I have a response time series(Y) & Input time series Xt & Zt. My only objective is to identify functional form Yt=f(Yt-1,Xt,Zt) where f(Yt-1,Xt,Zt) contains only lags of Yt , Xt & Zt as variables because I want to use this functional form as a constraint in an optimization model.

I used ARIMAX/Dynamic regression to do the same. But it gives a function form which have ARMA(p,q) of residuals also in f(Yt-1,Xt,Zt).

Having ARMA(p,q) of residuals in the functional form will not serve my purpose because my objective is to write f(Yt-1,Xt,Zt) in terms of lags of Yt, Xt & Zt only. And I assume i cannot just ignore ARMA(p,q) of residuals in the model when writing f(Yt-1,Xt,Zt). Please let me know if I can just drop it.

I tried linear regression but since this is time series data, residuals is having autocorrelation.

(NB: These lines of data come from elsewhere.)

PR #9, opened 2019-07-01
support third-party certificate

zshi-redhat:


scripts/webhook-patch-ca-bundle.sh
```diff
@@ -0,0 +1,16 @@
+#!/bin/bash
+# Original script found at: https://github.com/morvencao/kube-mutating-webhook-tutorial/blob/master/deployment/webhook-patch-ca-bundle.sh
+
+ROOT=$(cd $(dirname $0)/../../; pwd)
+
+set -o errexit
+set -o nounset
+set -o pipefail
+
+export CA_BUNDLE=$(kubectl get configmap -n kube-system extension-apiserver-authentication -o=jsonpath='{.data.client-ca-file}' | base64 | tr -d '\n')
```
przemeklal: minor comment: `base64 -w=0` disables line wrapping, so that you won't have to run `tr -d '\n'`

zshi-redhat:
> /lgtm (one very, very small comment)
> 
> Just thinking - would it be suitable to use something like [this](https://kubernetes.github.io/ingress-nginx/examples/tls-termination/) for the TLS termination or use another similar mechanism e.g. provided by OpenShift? This would allow us to get rid of handling TLS in the application, generating certs/key, signing them, etc.

Yes, good one!
OpenShift uses [service-ca-operator](https://github.com/openshift/service-ca-operator) to issue signed serving certificate/key pair to services via secret and update cabundle of configMap. The secret will be updated when it gets close to expiration automatically. With [secret](https://github.com/intel/network-resources-injector/pull/9/files#diff-a389e926020e75553ce0f76e72a67693R62) attached in `server.yaml` file, the webhook server shall have the valid certificate.

The templates(service.yaml, webhook.yaml, auth.yaml, server.yaml) under `deployments` folder in this PR will be rendered by OpenShift SR-IOV Network Operator (a component that manages e2e sriov configuration including sriov admission controller, sriov device plugin, sriov cni, sriov net-attach-def crd etc). This allows tls cert be done outside application.

scripts/webhook-patch-ca-bundle.sh
zshi-redhat: Done

przemeklal:
+1 and thanks for explaining!

PR #13, opened 2019-07-10
fix missing return at the end of patchEmptyResources

zshi-redhat:


zshi-redhat:
> Apologies for this. It looks like I forgot to add this in my PR for downwardAPI. I had this in my local repo, just missed pushing that last patch with this update.
> 
> Thanks for taking care of this Zenghui.

Hi Victor, no worries, I think this is because the downward API PR was initially tested fine, but merged after the fix of `patchEmptyResources` PR, so we were not able to capture this failure.

przemeklal:
Thanks for the fix! /lgtm

PR #15, opened 2019-11-08
Update multus-cni from v3.2 to ecc474a

vpickard:
Update package multus-cni from v3.2 to current tip of master.

Multus added support for multiple IPs/interface in this
PR: https://github.com/intel/multus-cni/pull/387

The latest available tag is v3.3, which does not include
the above PR.

Signed-off-by: vpickard <vpickard@redhat.com>


vpickard:
https://github.com/intel/network-resources-injector/issues/16

zshi-redhat:
@dougbtv @s1061123 do you think we could have a tag in Multus to include above change (support for multiple IPs/interface PR: intel/multus-cni#387)

vpickard:
> @dougbtv @s1061123 do you think we could have a tag in Multus to include above change (support for multiple IPs/interface PR: [intel/multus-cni#387](https://github.com/intel/multus-cni/pull/387))

I had a chat with @dougbtv regarding adding a 3.3.1 tag before pushing this PR. Neither of us thought it was really necessary, but, if @zshi-redhat  and @ahalim-intel think that is a better approach, I can adjust the PR to use a version tag (once available).

dougbtv:
We'll tag a new version during this Thursday's maintainers meeting for Multus assuming there's consensus. But, for what it's worth... IMO there's no penalty for tracking a commitish in depedency management in this project. Tracking using semver is most useful for projects that you don't want to have to track in detail (to express "I need this version or better, and there's a contract for API compatibility"). Whereas, Multus is a project that you track in detail included as a dependency in this project, and outside of the NPWG specifications, it doesn't offer API promises for use as a library, so you may expect that you have to adjust according to the changes regardless of tagged version.

But, regardless, we'll tag a new version that includes the features you're looking for this Thursday -- November 14th 2019.

PR #21, opened 2020-03-11
Add NodeSelector support

pperiyasamy:
This commit would parse the net-attach-def for any node selector label
present (example: k8s.v1.cni.cncf.io/nodeSelector: environment=ovs)
and inject into pod spec under nodeSelector map.

### DIFF
--- a/pkg/webhook/webhook.go
+++ b/pkg/webhook/webhook.go
@@ -569,7 +569,13 @@ func MutateHandler(w http.ResponseWriter, req *http.Request) {
 			/* parse the net-attach-def annotations for node selector label and add it to the desiredNsMap */
 			if ns, exists := networkAttachmentDefinition.ObjectMeta.Annotations[nodeSelectorKey]; exists {
 				nsNameValue := strings.Split(ns, "=")
-				if len(nsNameValue) == 2 {
+				nsNameValueLen := len(nsNameValue)
+				if nsNameValueLen > 2 {
+					errString := fmt.Sprintf("node selector in net-attach-def %s has more than one label", n.Name)
+					glog.Error(errString)
+					http.Error(w, errString, http.StatusBadRequest)
+					return
+				} else if nsNameValueLen == 2 {
 					desiredNsMap[strings.TrimSpace(nsNameValue[0])] = strings.TrimSpace(nsNameValue[1])
 				} else {
 					desiredNsMap[strings.TrimSpace(ns)] = ""
--- a/pkg/webhook/webhook.go
+++ b/pkg/webhook/webhook.go
@@ -54,6 +54,7 @@ type hugepageResourceData struct {
 
 const (
 	networksAnnotationKey = "k8s.v1.cni.cncf.io/networks"
+	nodeSelectorKey       = "k8s.v1.cni.cncf.io/nodeSelector"
 )
 
 var (
@@ -481,6 +482,26 @@ func createEnvPatch(patch []jsonPatchOperation, container *corev1.Container,
 	return patch
 }
 
+func updateNodeSelector(existing map[string]string, desired map[string]string, patch []jsonPatchOperation) []jsonPatchOperation {
+	newExistingMap := make(map[string]string)
+	if existing != nil {
+		for k, v := range existing {
+			newExistingMap[k] = v
+		}
+	}
+	if desired != nil {
+		for k, v := range desired {
+			newExistingMap[k] = v
+		}
+	}
+	patch = append(patch, jsonPatchOperation{
+		Operation: "add",
+		Path:      "/spec/nodeSelector",
+		Value:     newExistingMap,
+	})
+	return patch
+}
+
 // MutateHandler handles AdmissionReview requests and sends responses back to the K8s API server
 func MutateHandler(w http.ResponseWriter, req *http.Request) {
 	glog.Infof("Received mutation request")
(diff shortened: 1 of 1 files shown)


JanScheurich:
This PR is an attempt to simplify the scheduling of pods referring to a NAD which is not available on all nodes of a K8s cluster, for example a MacVlan NAD whose parent interface exists only on some nodes.

The canonical way to solve the scheduling issue today is for the pod spec to contain an appropriate node selector label along with the network annotation. The right label to use must somehow be documented for the NAD.

The idea in this PR is to hide the need for the extra node selector label from the application and instead specify the label in the NAD and let the Network Resources Injector webhook automatically augment the pod's node selector section, in the same spirit as it does this today for network resources like PCI devices.

The creator of the NAD still has to pick a label and apply it to the the appropriate nodes. Further automation of that process would be left to future network configuration operators.

pperiyasamy:
@zshi-redhat et al: Please take a look and provide your feedback.

pkg/webhook/webhook.go
```diff
@@ -571,6 +608,9 @@ func MutateHandler(w http.ResponseWriter, req *http.Request) {
 				}
 			}
 
+			/* patch the pod with additional node selector labels */
+			patch = updateNodeSelector(existingNsMap, desiredNsMap, patch)
```
zshi-redhat, line 612: nit: move patch as first argument in updateNodeSelector? so that it's consistent with other patch functions.

pkg/webhook/webhook.go
```diff
@@ -486,6 +513,16 @@ func MutateHandler(w http.ResponseWriter, req *http.Request) {
 					glog.Infof("network '%s/%s' doesn't use custom resources, skipping...", n.Namespace, n.Name)
 				}
 			}
+
+			/* parse the net-attach-def annotations for node selector labels and add it to the addedNsMap */
+			if ns, exists := networkAttachmentDefinition.ObjectMeta.Annotations[nodeSelectorKey]; exists {
+				nsNameValue := strings.Split(ns, "=")
+				if len(nsNameValue) == 2 {
```
zshi-redhat, line 520: Shall we automatically append the label value if it's define with key only? for example:
In net-attach-def, the annotation is `k8s.v1.cni.cncf.io/nodeSelector: environment`, then NRI update it to `k8s.v1.cni.cncf.io/nodeSelector: environment=""`

pkg/webhook/webhook.go
```diff
@@ -429,6 +430,26 @@ func createVolPatch(patch []jsonPatchOperation, hugepageResourceList []hugepageR
...
+		for k, v := range existing {
+			newExistingMap[k] = v
+		}
+	}
+	if desired != nil {
+		for k, v := range desired {
+			newExistingMap[k] = v
+		}
+	}
+	patch = append(patch, jsonPatchOperation{
```
zshi-redhat, line 445: I assume we don't need to patch nodeSelector path when pod manifest doesn't have nodeSelector defined?  Like how the `patchEmptyResources` function does.

pperiyasamy: correct, now updated the code not to add nodeSelector path when labels map is empty.

pkg/webhook/webhook.go
pperiyasamy: Good find! done.

pkg/webhook/webhook.go
pperiyasamy: done

zshi-redhat (approved):

zshi-redhat:
@martinkennelly PTAL

pkg/webhook/webhook.go
```diff
@@ -486,6 +513,16 @@ func MutateHandler(w http.ResponseWriter, req *http.Request) {
 					glog.Infof("network '%s/%s' doesn't use custom resources, skipping...", n.Namespace, n.Name)
 				}
 			}
+
+			/* parse the net-attach-def annotations for node selector label and add it to the desiredNsMap */
+			if ns, exists := networkAttachmentDefinition.ObjectMeta.Annotations[nodeSelectorKey]; exists {
+				nsNameValue := strings.Split(ns, "=")
```
martinkennelly, line 519: is it possible to have multiple key-value pairs defined for annotation: k8s.v1.cni.cncf.io/nodeSelector?
e.g. k8s.v1.cni.cncf.io/nodeSelector: disk=ssd,cpu=xeon
I do not have experience with this annotation.
Where is the documentation describing this annotation is what I am trying to get at? I cannot find it.

If it is limited to one key=value pair, then we should be opinionated if len(nsNameValue > 2) and return a bad request error.

pperiyasamy: @martinkennelly Thanks, I too thought about this. so far we've seen a need for having single node selector label for the NAD. for example, select a node in which master interface is present for macvlan cni type, select a node in which ovs bridge is present for ovs-cni type. I think we would go with a check to limit with one key=value pair and throw a bad request error if its more than 1. WDYT ?
@JanScheurich Please let us know your thoughts.

martinkennelly: yeah. I think a limit check is good to prevent weird errors if we aren't supporting multiple key/value pairs in this patch.

pperiyasamy: done.

martinkennelly (approved):
Great patch. Thank you!

PR #23, opened 2020-06-30
Update for k8s 1.18 version

pperiyasamy:
1. Add signers for the init container because signers are needed for CSRs. 
This is mandatory for k8s 1.18 version as per below [PR](https://github.com/kubernetes/kubernetes/pull/86933).

2. Add Response.PatchType into AdmissionReview as it would be needed
for some versions of k8s 1.18 deployment


przemeklal:
low risk change, LGTM

Issue #26, opened 2020-07-13
network resources injector cannot handle pods from deployment properly


zshi-redhat:
network resources injector inspects the net-attach-def and injects the sriov resource request to pod resource request/limits. It works perfectly with a pod, but has issues dealing with a deployment pod in a non-default namespace.

The workflow of network resources injector is:
1) watch the creation/update of *pod*
2) receive AdmissionReview request
3) deserialize pod object from AdmissionReview request
4) set pod namespace to 'default', If pod object doesn't contain valid namespace (e.g. empty namespace for a deployment pod)
5) call API to retrieve net-attach-def with above namespace + net-attach-def name (from pod object annotation)
6) If resource is found in net-attach-def, inject the resource name in pod object. else do nothing.

The problem for a deployment pod happens in step 5),  the deserialized deployment pod object contains an empty namespace field, so it is set to default namespace, which in turn cause the actual namespace of deployment not be respected. So when network-resources-injector tries to get the net-attach-def with default namespace, it fails.

It looks like we have two possible ways to fix this:
1) find a way to get pod namespace from deployment
2) watch the creation/update of deployment object and mutate the deployment spec (this implies that we should ignore the pod creation/update event that's from the same deployment)

ahalim-intel:
cc @przemeklal 
PTAL

pperiyasamy:
@zshi-redhat @przemeklal Let me have a look at this issue and propose a fix (with 1st approach).

JanScheurich:
Is it a bug or a feature of K8s that a pod of a deployment does not inherit the namespace of its deployment?

pperiyasamy:
> Is it a bug or a feature of K8s that a pod of a deployment does not inherit the namespace of its deployment?

@JanScheurich AFAIK, the pod replica doesn't have a namespace when its admission review request is received on the webhook, so NRI must rely on the namespace set at the deployment level so that net-attach-def object can be queried from the appropriate namespace. I'm already working on a patch for it. 
But I can see pod replica has namespace set once it is deployed on the node.

JanScheurich:
@pperiyasamy Good to know that the deployment pod eventually inherits the deployment's namespace, but I still consider it strange that the deployment control loop does not set the namespace initially when it creates the pod in the first place, which, I assume, is what triggers the NRI pod admission controller webhook.

pperiyasamy:
[...]

PR #28, opened 2020-08-05
Handle pods from other kinds properly

pperiyasamy:
This commit makes sure appropriate namespace is retrieved from
pod's ownerrefernce incase if its deployed using other kinds (example:
Deployment/ReplicaSet, DaemonSet, StatefulSet or ReplicationController).
It would enable network-resources-injector to look for network-
attachment-definition object from the correct namespace.

#26 

### DIFF
--- a/deployments/auth.yaml
+++ b/deployments/auth.yaml
@@ -38,6 +38,7 @@ rules:
   - extensions
   - apps
   resources:
+  - replicationcontrollers
   - replicasets
   - daemonsets
   - statefulsets
--- a/deployments/auth.yaml
+++ b/deployments/auth.yaml
@@ -35,7 +35,12 @@ rules:
 - apiGroups:
   - ""
   - k8s.cni.cncf.io
+  - extensions
+  - apps
   resources:
+  - replicasets
+  - daemonsets
+  - statefulsets
   - pods
   - network-attachment-definitions
   verbs:
--- a/pkg/webhook/webhook.go
+++ b/pkg/webhook/webhook.go
@@ -185,6 +185,19 @@ func getNamespaceFromOwnerReference(ownerRef metav1.OwnerReference) (namespace s
 				break
 			}
 		}
+	} else if ownerRef.Kind == "ReplicationController" {
+		var replicationControllers *corev1.ReplicationControllerList
+		replicationControllers, err = clientset.CoreV1().ReplicationControllers("").List(context.TODO(), metav1.ListOptions{})
+		if err != nil {
+			return
+		}
+		for _, replicationController := range replicationControllers.Items {
+			if replicationController.ObjectMeta.Name == ownerRef.Name && replicationController.ObjectMeta.UID == ownerRef.UID {
+				namespace = replicationController.ObjectMeta.Namespace
+				err = nil
+				break
+			}
+		}
 	}
 	if namespace == "" {
 		err = errors.New("pod namespace is not found")
--- a/pkg/webhook/webhook.go
+++ b/pkg/webhook/webhook.go
@@ -24,11 +24,12 @@ import (
 	"strings"
 
 	"github.com/golang/glog"
-	"gopkg.in/intel/multus-cni.v3/types"
 	cniv1 "github.com/k8snetworkplumbingwg/network-attachment-definition-client/pkg/apis/k8s.cni.cncf.io/v1"
 	"github.com/pkg/errors"
+	"gopkg.in/intel/multus-cni.v3/types"
 
 	"k8s.io/api/admission/v1beta1"
+	v1 "k8s.io/api/apps/v1"
 	corev1 "k8s.io/api/core/v1"
 	"k8s.io/apimachinery/pkg/api/resource"
 	metav1 "k8s.io/apimachinery/pkg/apis/meta/v1"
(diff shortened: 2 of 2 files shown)


pkg/webhook/webhook.go
```diff
@@ -129,13 +130,40 @@ func deserializePod(ar *v1beta1.AdmissionReview) (corev1.Pod, error) {
 	/* unmarshal Pod from AdmissionReview request */
 	pod := corev1.Pod{}
 	err := json.Unmarshal(ar.Request.Object.Raw, &pod)
-	/* fix for missing "default" namespace */
-	if pod.ObjectMeta.Namespace == "" {
-		pod.ObjectMeta.Namespace = "default"
+	if pod.ObjectMeta.Namespace != "" {
```
JanScheurich, line 133: I think the case that the pod spec does include a Namespace is valid and should be handled normally. We only need to look up the deployment namespace if there is no Namespace at all.

pkg/webhook/webhook.go
```diff
@@ -129,13 +130,68 @@ func deserializePod(ar *v1beta1.AdmissionReview) (corev1.Pod, error) {
...
+		if err != nil {
+			return
+		}
+		for _, statefulSet := range statefulSets.Items {
+			if statefulSet.ObjectMeta.Name == ownerRef.Name && statefulSet.ObjectMeta.UID == ownerRef.UID {
+				namespace = statefulSet.ObjectMeta.Namespace
+				err = nil
+				break
+			}
+		}
```
zshi-redhat, line 187: @pperiyasamy  Could you please add `ReplicationController` as one of the sources to get owner reference? for example:

```
+       } else if ownerRef.Kind == "ReplicationController" {
+               var replicationControllers *corev1.ReplicationControllerList
+               replicationControllers, err = clientset.CoreV1().ReplicationControllers("").List(context.TODO(), metav1.ListOptions{})
+               if err != nil {
+                       return
+               }
+               for _, replicationController := range replicationControllers.Items {
+                       if replicationController.ObjectMeta.Name == ownerRef.Name && replicationController.ObjectMeta.UID == ownerRef.UID {
+                               namespace = replicationController.ObjectMeta.Namespace
+                               err = nil
+                               break
+                       }
+               }
```

This also requires change of ClusterRole in deployments/auth.yaml .

pkg/webhook/webhook.go
```diff
@@ -129,13 +130,81 @@ func deserializePod(ar *v1beta1.AdmissionReview) (corev1.Pod, error) {
...
+			return pod, err
+		}
+		pod.ObjectMeta.Namespace = namespace
 	}
 	return pod, err
 }
 
+func getNamespaceFromOwnerReference(ownerRef metav1.OwnerReference) (namespace string, err error) {
+	namespace = ""
+	if ownerRef.Kind == "ReplicaSet" {
```
ahalim-intel, line 149: I think switch case would be neater construct here instead of bunch of ' if else if'.

pperiyasamy: done.

pkg/webhook/webhook.go
pperiyasamy: yes, done.

zshi-redhat:
@ahalim-intel  @martinkennelly PTAL

deployments/auth.yaml
```diff
@@ -35,7 +35,13 @@ rules:
 - apiGroups:
   - ""
   - k8s.cni.cncf.io
+  - extensions
+  - apps
   resources:
```
przemeklal, line 40: do we need to include deployments in this list as well?

pkg/webhook/webhook.go
```diff
@@ -129,13 +130,85 @@ func deserializePod(ar *v1beta1.AdmissionReview) (corev1.Pod, error) {
...
+			return
+		}
+		for _, replicationController := range replicationControllers.Items {
+			if replicationController.ObjectMeta.Name == ownerRef.Name && replicationController.ObjectMeta.UID == ownerRef.UID {
+				namespace = replicationController.ObjectMeta.Namespace
+				err = nil
+				break
+			}
+		}
+	}
```
przemeklal, line 202: as above, do we need another case for "Deployment" kind?

przemeklal (commented):
In general LGTM, I like that OwnerRef can be used instead of listening for AdmissionReviewRequests for all kinds of applications.

Just 2 questions:
- do we need to have deployments in the list of possible pod owners?
- there's this code duplication across all kinds of possible pod owners, but my guess is that we cannot do too much about it?

pkg/webhook/webhook.go
przemeklal: nvm, just realized that replicaset will be the owner

deployments/auth.yaml
przemeklal: nvm, just realized that replicaset will be the owner

pperiyasamy: The replicaset is the ownerref of pod when its deployed with Deployment kind, The replicaset's ownerref is Deployment. 
Hence this check would not be needed.

pkg/webhook/webhook.go
pperiyasamy: same comment as above.

pperiyasamy:
> In general LGTM, I like that OwnerRef can be used instead of listening for AdmissionReviewRequests for all kinds of applications.
> 
> Just 2 questions:
> 
> * ~do we need to have deployments in the list of possible pod owners?~
> * there's this code duplication across all kinds of possible pod owners, but my guess is that we cannot do too much about it?

I was too thinking about it, but I couldn't find an elegant way to do this, if you've any thoughts, please let me know.

przemeklal:
> > In general LGTM, I like that OwnerRef can be used instead of listening for AdmissionReviewRequests for all kinds of applications.
> > Just 2 questions:
> > 
> > * ~do we need to have deployments in the list of possible pod owners?~
> > * there's this code duplication across all kinds of possible pod owners, but my guess is that we cannot do too much about it?
> 
> I was too thinking about it, but I couldn't find an elegant way to do this, if you've any thoughts, please let me know.

Nothing that would improve it dramatically. Gotta wait for generics to finally arrive in Go I guess :wink:

/lgtm

ahalim-intel:
Thanks @pperiyasamy for this PR and @przemeklal for reviewing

Other than ARIMAX & linear regression is there any model which will help me achieve my objective.



Your specification (Yt=f(Yt-1,Xt,Zt) where f(Yt-1,Xt,Zt) contains only lags of Yt , Xt & Zt as variables) is evidently inadequate as the errors have auto-regressive structure. If you form an ARMAX model correctly incorporating any contemporary or lagged structure AND further validate that there are no pulses/level/shifts/seasonal pulses/local time trends AND that the error variance is constant over time AND that the model parameters are constant over time you should be good to go as it may not be possible with your flawed specification.

Modified to help explain PDL/ADL. Presented here is an excerpt of a file called RHSIDE.TXT produced by AUTOBOX to help explain the ARMAX equation .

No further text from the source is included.